If you using colima (or docker-machine, minikube) as dockerd, you should put ca.crt on the (virtual) machine the dockerd process runs.

For example, in the case of colima, ca.crt should place /etc/docker/certs.d/... IN COLIMA. You may need to colima ssh and copy the file.

./dev-cluster/knitctl.sh

./dev-cluster/knitctl.sh is a wrapper for KUBECONFIG=... kubectl.

So, you can just do:

./dev-cluster/knitctl.sh ...

instead of:

$ kubectl --kubeconfig ./dev-cluster/kubeconfig/kubeconfig ...

TEST ENVIRONMENT

We provide a script, ./testctl.sh, to create the test environment.

It uses colima to create a k8s cluster for the test.

This test environment is ISOLATED FROM the dev-cluster, because it is too large to create and remove frequently. The test environment should be lightweight and capable of being created and removed frequently.

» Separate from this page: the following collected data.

PR #1329, opened 2021-08-15
[Feature] switch galaxyline to lualine

chaeing:
# Description

Switching default statusline from galaxyline to lualine.

**Fully configurable** ([Lualine README.md](https://github.com/hoob3rt/lualine.nvim/blob/master/README.md))
Users will have everything that lualine provides.
config.lua
```lvim.builtin.lualine.ANY.OPTIONS.BY.LUALINE = VALUE```

**Hot reload**

**Provide predefined styles** 
This is not an option from lualine, but from Lunarvim.
Valid options are "lvim" or "default" or "none"
```lvim.builtin.lualine.style = "lvim"```
"lvim" style is set by default
If invalid options are set, it will fallback to "lvim"

**Theme fallback**
It will look for ```lvim.builtin.lualine.options.theme``` then, ```lvim.colorscheme```
and set it as lualine theme.
If none of them are defined or invalid theme is set, 
it will default to "auto" which goes well with current colorscheme.

## How Has This Been Tested?
config.lua
```
lvim.builtin.lualine.active = true
local custom_gruvbox = require "lualine.themes.gruvbox"
custom_gruvbox.normal.c.bg = "#ffffff"
lvim.builtin.lualine.options.theme = custom_gruvbox
lvim.builtin.lualine.style = "default"
lvim.builtin.lualine.sections.lualine_c = { "branch" }
lvim.builtin.lualine.sections.lualine_a = { "filetype" }

```

### CODE REVIEW

File: lua/utils/init.lua [hunk 1]
```diff
@@ -129,6 +131,23 @@ function utils.is_file(filename)
   return stat and stat.type == "file" or false
 end
 
+function utils.clone_table(t) -- deep-copy a table
```
Tastyep, line 134: Doesn't `vim.deepcopy` answer your need ?

lua/plugins.lua
```diff
@@ -156,15 +156,12 @@ return {
...
     config = function()
-      require "core.galaxyline"
-      if lvim.builtin.galaxyline.on_config_done then
-        lvim.builtin.galaxyline.on_config_done(require "galaxyline")
-      end
+      require("core.lualine").setup()
     end,
-    event = "BufWinEnter",
-    disable = not lvim.builtin.galaxyline.active,
+    disable = not lvim.builtin.lualine.active,
```
abzcoding, line 164: we can make it load on `BufWinEnter` so people can show off their faster `--staruptime` 🤣

lua/utils/init.lua
```diff
@@ -99,9 +100,10 @@ function utils.reload_lv_config()
   vim.cmd ":PackerCompile"
   vim.cmd ":PackerInstall"
   -- vim.cmd ":PackerClean"
+  vim.g.colors_name = lvim.colorscheme
+  vim.cmd("colorscheme " .. lvim.colorscheme)
```
abzcoding, line 104: do we need both of these, i think we had some issue, and added the extra one, but never checked again if we actually need both or not

abzcoding: it might be better to deal with this in another PR

abzcoding:
this weird issue happens for me, basically it throws an error no matter what i put in `lvim.colorscheme` but everything seems to be working afterwards 😢 
Screen Shot 2021-08-16 at 3 50 59 PM

abzcoding:
this happens on a fresh install as well
Screen Shot 2021-08-16 at 3 55 31 PM

lua/utils/init.lua
chaeing: It does! Thanks for the review as always.

chaeing:
> this weird issue happens for me, basically it throws an error no matter what i put in `lvim.colorscheme` but everything seems to be working afterwards 
> Screen Shot 2021-08-16 at 3 50 59 PM

It means that there is no "pablo" lualine theme found, therefore setting it to "auto".
If you want to get rid of the message set the the theme to "auto" explicitly like,
```
lvim.builtin.lualine.options.theme = "auto"
```

lua/plugins.lua
chaeing: I want it as well.
However hot reload won't work this way atm.

Should we give up hot reload for lazyload?

chaeing:
> this happens on a fresh install as well
> Screen Shot 2021-08-16 at 3 55 31 PM

Resolved, thank you :)

lua/core/lualine/styles.lua
```diff
@@ -0,0 +1,221 @@
...
+        function(msg)
+          msg = msg or "LSP Inactive"
+          local buf_clients = vim.lsp.buf_get_clients()
+          if next(buf_clients) == nil then
+            return msg
+          end
+          local buf_ft = vim.bo.filetype
+          local buf_client_names = {}
+          -- local null_ls_providers = require("lsp.null-ls").get_registered_providers_by_filetype(buf_ft)
+          local null_ls_providers = require("lsp.utils").get_active_client_by_ft(buf_ft)
```
Tastyep, line 125: If what you want to show are the active language servers, then rename the variable accordingly :)

lua/plugins.lua
abzcoding: not at all, we will deal with the lazyload later, hot reload is more important rn

abzcoding:
> > this weird issue happens for me, basically it throws an error no matter what i put in `lvim.colorscheme` but everything seems to be working afterwards
> > Screen Shot 2021-08-16 at 3 50 59 PM
> 
> It means that there is no "pablo" lualine theme found, therefore setting it to "auto".
> If you want to get rid of the message set the the theme to "auto" explicitly like,
> 
> ```
> lvim.builtin.lualine.options.theme = "auto"
> ```

but it fails the fresh installations as well
context https://github.com/LunarVim/LunarVim/pull/1329#issuecomment-899434833

lua/core/lualine/conditions.lua
```diff
@@ -0,0 +1,15 @@
...
+  buffer_not_empty = function()
+    return vim.fn.empty(vim.fn.expand "%:t") ~= 1
+  end,
+  hide_in_width = function()
+    return vim.fn.winwidth(0) > 80
+  end,
+  check_git_workspace = function()
+    local filepath = vim.fn.expand "%:p:h"
+    local gitdir = vim.fn.finddir(".git", filepath .. ";")
+    return gitdir and #gitdir > 0 and #gitdir < #filepath and vim.fn.winwidth(0) > 80
```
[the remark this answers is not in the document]
chaeing: tbh, I even thought ```return #gitdir > 0``` would be enough.
I just copied the example code from lualine official repo to be safe.
Thought there might be some cases that I am not aware of.

Should we still change anyways?

lua/core/lualine/init.lua
```diff
@@ -0,0 +1,50 @@
+local M = {}
+M.config = function()
+  lvim.builtin.lualine = {
+    active = true,
```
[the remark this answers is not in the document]
chaeing: Not against doing it now
but how about handling this on future pr for consistency?

lua/core/lualine/init.lua
```diff
@@ -0,0 +1,50 @@
...
+    style = "lvim",
```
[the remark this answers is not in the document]
chaeing: Yes just like other plugins config.
Are you trying to trim the size of the table concerning startup time?

lua/core/lualine/conditions.lua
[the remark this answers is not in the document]
Tastyep: Keep it there then :)

lua/core/lualine/init.lua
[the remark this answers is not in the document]
Tastyep: As long as it doesn't conflict, I'm fine with modifying it later :+1:

lua/core/lualine/init.lua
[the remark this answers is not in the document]
Tastyep: Let's leave it like that for now, I'll do a pass later

lua/core/lualine/styles.lua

It is recommended to expand the memory of the colima instance to 8GB or more. To do this, update your ~/.colima/_template/default.

To get up a new environment, activate your colima, and run:

./testctl.sh install

To test, run

./testctl.sh test

[!Note]

Kubernetes in the colima VM and VirtualBox can have conflicts of networking.

Sometimes, you may need to suspend the dev-cluster.

Environment variables

./testctl.sh saves env-vars in the .testenv file.

When you want to run tests in IDE, make sure that test environment is up in colima and .testenv is imported.